Fanfare Ciocărlia & Adrian Raso: „The Devil Rides Again“ – Wenn Balkan-Brass auf Rockjazz trifft

Titelfoto: Roland Barwinsky
The Devil Rides Again“ (Der Teufel reitet wieder) nennt sich das Album der längst nicht nur bei Insidern bekannten Roma-Blechbläser von Fanfare Ciocărlia. Unterstützt wurden die aus einem kleinen Dorf in Nordostrumänien stammenden Musiker dabei von dem kanadischen Musiker Adrian Raso. Und tatsächlich entsteht durch diese interkulturelle Liaison zwischen dem unüberhörbaren Spirit des Balkans und der filigranen Art der Moderne des Rockjazzers ein pittoresk-explosiver Klangteppich. Verstärkt wird dieser Eindruck durch den Umstand, dass alle Titel instrumental sind.

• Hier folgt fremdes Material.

PR #4557, opened 2023-12-12
Purge brokers no longer reported in metadata

### LINKED ISSUE #238: Purge brokers no longer reported in metadata
Scenario:

* Start up a topic where some partitions are on broker 0, some are on broker 1
* Move the partitions to a single broker (0)
* Kill broker 1, as it is no longer relevant to the topics currently in service

You will get this sort of log (from the example consumer in this case):

* 1428602624.709 RDKAFKA-3-FAIL: rdkafka#consumer-0: 10.42.0.144:9092/1: Failed to connect to broker at 10.42.0.144:9092: Operation timed out
* 1428602624.709 RDKAFKA-3-ERROR: rdkafka#consumer-0: 10.42.0.144:9092/1: Failed to connect to broker at 10.42.0.144:9092: Operation timed out
* 1428602625.715 RDKAFKA-3-FAIL: rdkafka#consumer-0: 10.42.0.144:9092/1: Failed to connect to broker at 10.42.0.144:9092: Host is down
* 1428602625.715 RDKAFKA-3-ERROR: rdkafka#consumer-0: 10.42.0.144:9092/1: Failed to connect to broker at 10.42.0.144:9092: Host is down
* 1428602718.698 RDKAFKA-3-FAIL: rdkafka#consumer-0: 10.42.0.144:9092/1: Failed to connect to broker at 10.42.0.144:9092: Operation timed out
* 1428602718.698 RDKAFKA-3-ERROR: rdkafka#consumer-0: 10.42.0.144:9092/1: Failed to connect to broker at 10.42.0.144:9092: Operation timed out

Producers also do this.

mfleming:
Brokers that are not in the metadata should be purged from the internal client lists. This helps to avoid annoying "No route to host" and other connection failure messages.

Fixes #238


tests/0145-broker-same-host-port.c
emasab, line 1: Please change this test number to 0149

tests/0146-purge-brokers.c
emasab, line 1: Please change this test number to 0150

src/rdkafka_broker.c
emasab, line 1: There are a few things to remove for updating brokers by matching just the id:

- in `rd_kafka_broker_op_serve`, `updated` becomes a `rd_bool_t`
- condition that checks if nodeid has changed has to be removed
- corresponding action and `rd_kafka_broker_map_partitions` needs to be removed.
- `RD_KAFKA_BROKER_STATE_UPDATE` is to be removed

emasab (changes requested):
Hi @mfleming thanks a lot for this contribution and sorry for letting it wait for long. We want to include these fixes in next version. Both fixes are good, just on broker decommission we want to do some additional checks.

Here are some comments mainly for the first fix:

emasab:
Hi @mfleming can I apply those changes or do you want to continue the PR? Thanks!

mfleming:
Hey sorry for the delay — yeah you can apply those changes if you have the
time. If not I’ll get to them sometime this week.

emasab:
@mfleming thanks, sorry for the delay too, I'm checking it again

emasab:
We're not going to merge this for 2.5.0 that is due in July as we need to do more checks on possible regressions but we want to merge it for a maintenance release in September

mfleming:
> We're not going to merge this for 2.5.0 that is due in July as we need to do more checks on possible regressions but we want to merge it for a maintenance release in September

Thanks for fixing things :)

emasab:
> Thanks for fixing things :)
Thank you for this PR!

benesch:
Just wanted to say a big thank you to both of you—@mfleming for writing this and @emasab for reviewing. We just ran into a slow thread leak in a Kafka consumer at @MaterializeInc that will be fixed by this patch.

pranavrth:
While going through the PR, I found that there is a few issues in the PR.

1. The number of threads are increased as part of this PR. Currently, all the bootstrap servers threads are updated to the real broker thread if they appear in the metadata response. This PR creates new broker threads for the new brokers which are seen in the metadata. The bootstrap servers threads are not reused for this purpose in the PR. Due to this, we generally have 'n*2' brokers threads for 'n' bootstrap servers. Earlier there were only 'n' threads.
2. In the current librdkafka implementation, we always keep bootstrap broker threads even if they are not reported in the metadata. This ensured that we always have bootstrap broker threads if required to rebootstrap. This PR removed this functionality.
3. To fix the issue introduced in point number 2, KIP-899 needs to be implemented.

We need to fix the above issues before releasing this PR and need of more testing. As a result, it won't be part of the upcoming 2.6 release.

emasab:
Closes #4881

emasab:
We agreed KIP-899 and KIP-1102 aren't strictly necessary, in Java client they were disabled by default until recently.
The reason is that when a change in broker set happens slow enough to be detected by the periodic (5 min) metadata refresh, the client cannot remain without brokers.

In any case the metadata response contains at least the majority of KRaft elegible brokers. If majority changes, it must contain at least one broker from previous set.
So it's usually not possible the client remains without brokers, unless the set of brokers changes to fast it cannot reach any of them and that's the case KIP-899 and KIP-1102 are addressing. But this last case is also a problem with current librdkafka code so we leave the improvement for a later PR.

There are a few things left to check, at least:

- removing bootstrap brokers without id (-1) and adding brokers with real ids and advertised hostnames.
- check some fields in rd_kafka_s: `no_idemp_brokers, rk_telemetry.preferred_broker, rk_broker_down_cnt, rk_broker_up_cnt, rk_broker_cnt, ...` when brokers are removed. It could help changing the state to DOWN before removing them.
- maybe there's something to change in the stats_cb, but probably nothing to do
- brokers configured with `rd_kafka_brokers_add` must be removed after usage too
- currently, decommissioned threads are still joined on destroy, is it possible to join them from time to time without accumulating them but also without blocking the main thread because of that? At specific intervals maybe, so they're already terminated when joined
- check thoroughly for memory leaks and use-after-free cases

emasab:
> - check some fields in rd_kafka_s: `no_idemp_brokers, rk_telemetry.preferred_broker, rk_broker_down_cnt, rk_broker_up_cnt, rk_broker_cnt, ...` when brokers are removed. It could help changing the state to DOWN before removing them.

`no_idemp_brokers` seems not being used, `rk_broker_cnt` is decremented in `rd_kafka_broker_thread_main`.  `rk_broker_down_cnt` and `rk_broker_up_cnt` are changed when broker thread receives `RD_KAFKA_OP_TERMINATE`: it calls `rd_kafka_broker_fail` that sets the state to DOWN and changes those counters.

src/rdkafka_broker.c
```diff
@@ -2337,6 +2352,7 @@ void rd_kafka_broker_connect_up(rd_kafka_broker_t *rkb) {
         if (rd_kafka_broker_ApiVersion_supported(
                 rkb, RD_KAFKAP_GetTelemetrySubscriptions, 0, 0, &features) !=
                 -1 &&
+            rkb->rkb_source == RD_KAFKA_LEARNED &&
```
pranavrth, line 2355: Why learned broker is needed for Telemetry subscription call?

src/rdkafka_broker.c
```diff
@@ -3525,10 +3465,13 @@ rd_kafka_broker_op_serve(rd_kafka_broker_t *rkb, rd_kafka_op_t *rko) {
...
                  * are triggered. */
-                rd_kafka_broker_fail(rkb, LOG_DEBUG, RD_KAFKA_RESP_ERR__DESTROY,
-                                     "Client is terminating");
+                rd_kafka_broker_fail(rkb, LOG_DEBUG,
+                                     rd_kafka_broker_destroy_error(rkb->rkb_rk),
+                                     "Decommissioning this broker");
 
                 rd_kafka_broker_prepare_destroy(rkb);
+                /* Release main thread reference here */
+                rd_kafka_broker_destroy(rkb);
```
pranavrth, line 3474: Why this is needed now and was not needed earlier?

src/rdkafka_broker.c
```diff
@@ -4749,18 +4685,25 @@ static int rd_kafka_broker_thread_main(void *arg) {
                 }
         }
 
+        rd_kafka_broker_fail(rkb, LOG_DEBUG, rd_kafka_broker_destroy_error(rk),
+                             "Broker handle is terminating");
+
+        rd_dassert(rkb->rkb_state == RD_KAFKA_BROKER_STATE_DOWN);
```
pranavrth, line 4691: Is this necessary and correct? Let's not force this and add this later after this patch. Might create a problem if we are reaching here somehow in some other state.

pranavrth (changes requested):
Went through the implementation on high level. Going to check deeper. Transaction and telemetry needs more understanding. Will connect with you offline on this. Tests and mock broker remaining as well.

pranavrth (changes requested):

pranavrth:
Please check admin client fanout and target all cases as well where we are not using DESTROY_BROKER error.

emasab:
@mfleming could you please sign the Contributor License Agreement . We'll need it before merging the PR.

mfleming:
> @mfleming could you please sign the Contributor License Agreement [here](https://ironcladapp.com/public-launch/66bcfa630dec9c9aeb2fc0da) . We'll need it before merging the PR.

Signed.

src/rdkafka_broker.c
```diff
@@ -5234,11 +5176,6 @@ void rd_kafka_broker_set_nodename(rd_kafka_broker_t *rkb,
         if (!changed)
                 return;
 
-        if (!rd_kafka_broker_is_addrless(rkb))
-                rd_atomic32_sub(&rkb->rkb_rk->rk_broker_addrless_cnt, 1);
-        else
-                rd_atomic32_add(&rkb->rkb_rk->rk_broker_addrless_cnt, 1);
-
```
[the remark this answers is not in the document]
emasab: We just count the number of logical brokers now (with or without address) and exclude them from broker selection and don't count them for the ALL_BROKERS_DOWN (it'll be one of the learned brokers anyway so it fails at the same time)

src/rdkafka.c
```diff
@@ -925,7 +929,29 @@ rd_kafka_resp_err_t rd_kafka_test_fatal_error(rd_kafka_t *rk,
...
+                                                void *rkb_decommissioned) {
+        thrd_t *thrd;
+        int i;
+        RD_LIST_FOREACH(thrd, &rk->wait_decommissioned_thrds, i) {
+                void *rkb = rd_list_elem(&rk->wait_decommissioned_brokers, i);
+                if (rkb == rkb_decommissioned) {
+                        rd_list_remove_elem(&rk->wait_decommissioned_thrds, i);
+                        rd_list_remove_elem(&rk->wait_decommissioned_brokers,
+                                            i);
+                        thrd_join(*thrd, NULL);
```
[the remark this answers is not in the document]
emasab: It's the last operation sent before terminating the thread and when executed on the main thread it'll be already terminated. Moved sending the operation after the interceptors to avoid block, thanks for spotting it

src/rdkafka.c
```diff
@@ -1212,32 +1238,32 @@ static void rd_kafka_destroy_internal(rd_kafka_t *rk) {
...
+                }
+                if (do_decommission)
+                        rd_list_add(&brokers_to_decommission, rkb);
+        }
 
-                rd_kafka_wrlock(rk);
+        RD_LIST_FOREACH(rkb, &brokers_to_decommission, i) {
+                rd_kafka_broker_decommission(rk, rkb, &wait_thrds);
         }
+        rd_list_destroy(&brokers_to_decommission);
```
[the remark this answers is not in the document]
emasab: It's needed: I've found segmentation faults because of this. Because the decommissioning brokers are removing themselves from the `rk->rk_brokers` queue (rd_kafka_broker_decommission needs to release the lock), even if using `TAILQ_FOREACH_SAFE` some of the decommissioning broker could be destroyed while looping and generate a segfault.

src/rdkafka.c
```diff
@@ -2290,6 +2323,11 @@ rd_kafka_t *rd_kafka_new(rd_kafka_type_t type,
 
         rd_atomic64_init(&rk->rk_ts_last_poll, rk->rk_ts_created);
         rd_atomic32_init(&rk->rk_flushing, 0);
+        rd_atomic32_init(&rk->rk_broker_cnt, 0);
+        rd_atomic32_init(&rk->rk_logical_broker_cnt, 0);
+        rd_atomic32_init(&rk->rk_broker_up_cnt, 0);
+        rd_atomic32_init(&rk->rk_logical_broker_up_cnt, 0);
+        rd_atomic32_init(&rk->rk_broker_down_cnt, 0);
```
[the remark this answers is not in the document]
emasab: Because we're not counting the logical broker for the down count, instead it's using the up count in the `connect_any` to subtract it from the total up count.
Given we're only interested to this count for that, we could remove the `rk_logical_broker_up_cnt` as well and only count the learned and configured brokers that are up, but still trigger the monitors for the logical brokers.

src/rdkafka.h
```diff
@@ -5371,6 +5373,16 @@ void rd_kafka_group_list_destroy(const struct rd_kafka_group_list *grplist);
...
+/**
+ * @brief Retrieve and return the learned broker ids.
+ *
+ * @param rk Instance to use.
+ * @param cntp Will be updated to the number of brokers returned.
+ *
+ * @returns a malloc:ed list of int32_t broker ids.
+ */
+RD_EXPORT
+int32_t *rd_kafka_brokers_learned_ids(rd_kafka_t *rk, size_t *cntp);
```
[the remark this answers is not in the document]
emasab: For testing and it's useful for users to check current brokers available in the instance

src/rdkafka_broker.c
```diff
@@ -342,16 +342,16 @@ void rd_kafka_broker_set_state(rd_kafka_broker_t *rkb, int state) {
                 if (rd_atomic32_add(&rkb->rkb_rk->rk_broker_down_cnt, 1) ==
                         rd_atomic32_get(&rkb->rkb_rk->rk_broker_cnt) -
                             rd_atomic32_get(
-                                &rkb->rkb_rk->rk_broker_addrless_cnt) &&
-                    !rd_kafka_broker_is_addrless(rkb) &&
-                    !rd_kafka_terminating(rkb->rkb_rk))
+                                &rkb->rkb_rk->rk_logical_broker_cnt) &&
+                    !rd_kafka_terminating(rkb->rkb_rk)) {
```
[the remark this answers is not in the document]
emasab: Even if this broker is terminating we should report all brokers down, given it's still part of `rk_broker_cnt`

src/rdkafka_broker.c
emasab: It's removed from after sending the TERMINATE op so it's done in a single place and done all the times.

src/rdkafka_broker.c
emasab: It's `rd_dassert` so will only happen when we configure it with `--enable-devel` so we detect the failure. The state DOWN is (should be always) set just before in `rd_kafka_broker_fail`

src/rdkafka_buf.h
```diff
@@ -379,8 +379,6 @@ struct rd_kafka_buf_s { /* rd_kafka_buf_t */
                         rd_list_t *
                             topic_ids; /* Requested topic ids rd_kafka_Uuid_t */
                         char *reason;  /* Textual reason */
-                        rd_kafka_op_t *rko;    /* Originating rko with replyq
-                                                * (if any) */
                         rd_bool_t all_topics;  /**< Full/All topics requested */
```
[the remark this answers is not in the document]
emasab: It not used anymore, it's currently passed as opaque

src/rdkafka_metadata.c
```diff
@@ -92,69 +92,81 @@ rd_kafka_metadata(rd_kafka_t *rk,
...
 
-        /* Error */
-        if (rko->rko_err) {
-                rd_kafka_resp_err_t err = rko->rko_err;
-                rd_kafka_op_destroy(rko);
-                return err;
-        }
+                /* In case selected broker was decommissioned,
+                 * try again with a different broker. */
+        } while (err == RD_KAFKA_RESP_ERR__DESTROY_BROKER);
```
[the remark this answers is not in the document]
emasab: Yes because if received a `_DESTROY_BROKER` error from previous broker that won't be returned again from `rd_kafka_broker_any_usable` I can add it to the comment.

src/rdkafka_op.h
```diff
@@ -700,6 +704,18 @@ struct rd_kafka_op_s {
                         rd_kafka_broker_t *rkb;
                 } telemetry_broker;
 
+                struct {
+                        /**
+                         * Terminated and freed broker pointer,
+                         * can only be used for pointer comparison.
+                         */
+                        void *rkb;
```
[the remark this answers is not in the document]
emasab: To enforce that `can only be used for pointer comparison.`

src/rdkafka_topic.c
```diff
@@ -666,6 +667,10 @@ static int rd_kafka_toppar_leader_update(rd_kafka_topic_t *rkt,
         rd_bool_t fetching_from_follower;
         int r = 0;
 
+        if (leader && rd_kafka_broker_termination_in_progress(leader)) {
+                return 0;
+        }
```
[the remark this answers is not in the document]
emasab: In this case we're not changing the delegation after a metadata update so if it was delegated it will be delegated to the internal broker wiht `rd_kafka_toppar_undelegate` in `rd_kafka_broker_fail` when receiving the TERMINATE op.
It may be that after I've removed the decommissioning broker from the `brokers_by_id` to avoid duplications this isn't needed anymore I'll try without it.

src/rdkafka_metadata.c
```diff
@@ -460,6 +472,76 @@ rd_kafka_populate_metadata_topic_racks(rd_tmpabuf_t *tbuf,
...
+                        has_learned_brokers = rd_true;
+        }
+        rd_list_init(&brokers_to_decommission,
+                     rd_atomic32_get(&rk->rk_broker_cnt), NULL);
+        TAILQ_FOREACH_SAFE(rkb, &rk->rk_brokers, rkb_link, rkb_next) {
+                void *rkb_decommissioning;
+                rd_bool_t remove_configure_broker =
+                    has_learned_brokers &&
+                    rkb->rkb_source == RD_KAFKA_CONFIGURED &&
+                    rkb != rkb_current;
```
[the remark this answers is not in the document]
emasab: It's removed now all configured brokers are removed immediately after getting learned ones.

src/rdkafka.c
```diff
@@ -925,7 +929,29 @@ rd_kafka_resp_err_t rd_kafka_test_fatal_error(rd_kafka_t *rk,
...
 
-
+/**
+ * @brief Called when a broker thread is decommissioned.
+ *        on the main thread to join the corresponding thread
+ *        and remove it from the wait lists.
+ *
+ * @locality main thread
+ */
+void rd_kafka_decommissioned_broker_thread_join(rd_kafka_t *rk,
```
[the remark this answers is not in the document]
emasab: I think it belong here because:

1. it takes `rk` as first parameter
2. it accesses private fields `wait_decommissioned_thrds` and `wait_decommissioned_brokers` from `rk`
3. it's executed in the main thread
4. doesn't touch `rkb` fields as it was already freed.
5. instead of touching the two private fields in `broker.c` we expose this function

src/rdkafka_broker.c
```diff
@@ -4770,6 +4713,12 @@ static int rd_kafka_broker_thread_main(void *arg) {
         while (rd_kafka_broker_ops_serve(rkb, RD_POLL_NOWAIT))
                 ;
 
+        terminate_op = rd_kafka_op_new(RD_KAFKA_OP_TERMINATE);
+        terminate_op->rko_u.terminated.rkb = rkb;
+        terminate_op->rko_u.terminated.cb =
+            rd_kafka_decommissioned_broker_thread_join;
+        rd_kafka_q_enq(rk->rk_ops, terminate_op);
+        /* Release broker thread reference here and call destroy final. */
```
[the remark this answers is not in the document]
emasab: This is the last thing it's doing before terminating the thread and there are no additional refcnts that prevent calling `rd_kafka_broker_destroy_final` as for exiting the while loop above they need to be 1 and the additional ones that could be added are removed by purging the ops (in the recent fix).

src/rdkafka_broker.c
```diff
@@ -6170,6 +6091,78 @@ void rd_kafka_broker_start_reauth_cb(rd_kafka_timers_t *rkts, void *_rkb) {
...
+        TAILQ_FOREACH(rkb, &rk->rk_brokers, rkb_link) {
+                if (rkb->rkb_source != RD_KAFKA_LEARNED)
+                        continue;
+
+                *p++ = rkb->rkb_nodeid;
+                (*cntp)++;
+        }
+        rd_kafka_rdunlock(rk);
+
+        return ids;
```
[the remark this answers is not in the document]
emasab: Do you mean a TAILQ_FILTER?

src/rdkafka_cgrp.c
```diff
@@ -622,7 +622,7 @@ static int rd_kafka_cgrp_coord_update(rd_kafka_cgrp_t *rkcg, int32_t coord_id) {
                  * querying metadata and querying for the coordinator
                  * until a match is found. */
 
-                if (rkb) {
+                if (rkb && rkb->rkb_source == RD_KAFKA_LEARNED) {
```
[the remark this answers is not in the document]
emasab: This isn't needed I think the problem was that `rd_kafka_broker_find_by_nodeid` was returning a decommissioning learned broker but now it's removed already at decommissioning start.

src/rdkafka_metadata.c
```diff
@@ -460,6 +472,76 @@ rd_kafka_populate_metadata_topic_racks(rd_tmpabuf_t *tbuf,
...
+
+                if (rkb->rkb_source != RD_KAFKA_LEARNED &&
+                    !remove_configure_broker)
+                        continue;
+
```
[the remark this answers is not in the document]
emasab: Code has changed so now all configured brokers are removed immediately (a consumer metadata refresh fix was needed for it)

pranavrth (changes requested):

src/rdkafka_metadata.c
```diff
@@ -460,6 +475,72 @@ rd_kafka_populate_metadata_topic_racks(rd_tmpabuf_t *tbuf,
...
+        }
+
+        rd_list_init(&brokers_to_decommission,
+                     rd_atomic32_get(&rk->rk_broker_cnt), NULL);
+        TAILQ_FOREACH(rkb, &rk->rk_brokers, rkb_link) {
+                rd_bool_t purge_broker;
+
+                if (rkb->rkb_source != RD_KAFKA_LEARNED &&
+                    rkb->rkb_source != RD_KAFKA_CONFIGURED)
+                        continue;
```
pranavrth, line 509: As discussed, better to change it to 
```suggestion
                if (rkb->rkb_source == RD_KAFKA_LOGICAL)
                        continue;
```

src/rdkafka_metadata.c
```diff
@@ -460,6 +472,76 @@ rd_kafka_populate_metadata_topic_racks(rd_tmpabuf_t *tbuf,
...
+                        for (i = 0; i < md->broker_cnt; i++) {
+                                if (md->brokers[i].id == rkb->rkb_nodeid) {
+                                        purge_broker = rd_false;
+                                        break;
+                                }
+                        }
+                }
+
+                if (!purge_broker)
+                        continue;
```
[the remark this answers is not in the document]
pranavrth: fine both ways.

tests/0149-broker-same-host-port.c
```diff
@@ -0,0 +1,88 @@
...
+
+        TEST_ASSERT(cnt == num_brokers,
+                    "expected %" PRIusz " brokers in cache, not %" PRIusz,
+                    num_brokers, cnt);
+
+        for (i = 0; i < cnt; i++) {
+                /* Brokers are added at the head of the list. */
+                int32_t expected_id = cnt - i;
+
+                TEST_ASSERT(ids[i] == expected_id,
```
pranavrth, line 77: We should also check host and port.

pranavrth (changes requested):
Checking test part.

src/rdkafka_mock.c
```diff
@@ -1808,6 +1859,20 @@ rd_kafka_mock_coord_set(rd_kafka_mock_cluster_t *mcluster,
...
+/**
+ * @brief Remove coordinator by broker id.
+ */
+void rd_kafka_mock_coord_remove(rd_kafka_mock_cluster_t *mcluster,
+                                int32_t broker_id) {
+        rd_kafka_mock_coord_t *mcoord, *tmp;
+
+        TAILQ_FOREACH_SAFE(mcoord, &mcluster->coords, link, tmp) {
+                if (mcoord->broker_id == broker_id) {
+                        rd_kafka_mock_coord_destroy(mcluster, mcoord);
```
pranavrth, line 1871: `break;` inside `if`.

src/rdkafka_mock.c
```diff
@@ -2207,6 +2272,30 @@ rd_kafka_mock_broker_set_rack(rd_kafka_mock_cluster_t *mcluster,
...
+                        rd_kafka_dbg(
+                            cluster->rk, MOCK, "MOCK",
+                            "Broker %" PRId32
+                            ": Setting advertised listener from %s:%d to %s:%d",
+                            broker_id, mrkb->advertised_listener, mrkb->port,
+                            host, port);
+                        rd_snprintf(mrkb->advertised_listener,
+                                    sizeof(mrkb->advertised_listener), "%s",
+                                    host);
+                        mrkb->port = port;
```
pranavrth, line 2293: There can be only 1 broker with broker_id. So we can `break;` the loop inside `if`

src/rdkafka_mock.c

Oftmals wirken die Melodien melancholisch-verträumt – ja, wie eine ultimative Einladung, um ausgedehnte Reisen ohne konkreten Zielpunkt anzutreten. Klar, gefühlsbeladen ist das seit Anfang Mai vorliegende Angebot durch und durch. Irgendwie wirkt alles aber auch wie eine tönende Vision einer recht prickelnden und pulsierenden Welt, in der man die Probleme mithilfe der Musik erst einmal hinter sich lassen kann.

Das Gesamtkunstwerk ist auf diese Weise eine Art World Music, die aufmuntert und fast überall einsetzbar ist. Als Zuhörer begegnet man beispielsweise – nachdem sich zuvor die eher urbanen, folkgetränkten Töne verdichteten – plötzlich der Erbmasse von Steve Winwood. Der langjährige Frontmann der Spencer Davis Group kreierte einst „I’m a Man“. Die hier zu entdeckende Version wirkt frisch wie ehedem – geeignet als unausgesprochene musikalische Einladung zum Verweilen.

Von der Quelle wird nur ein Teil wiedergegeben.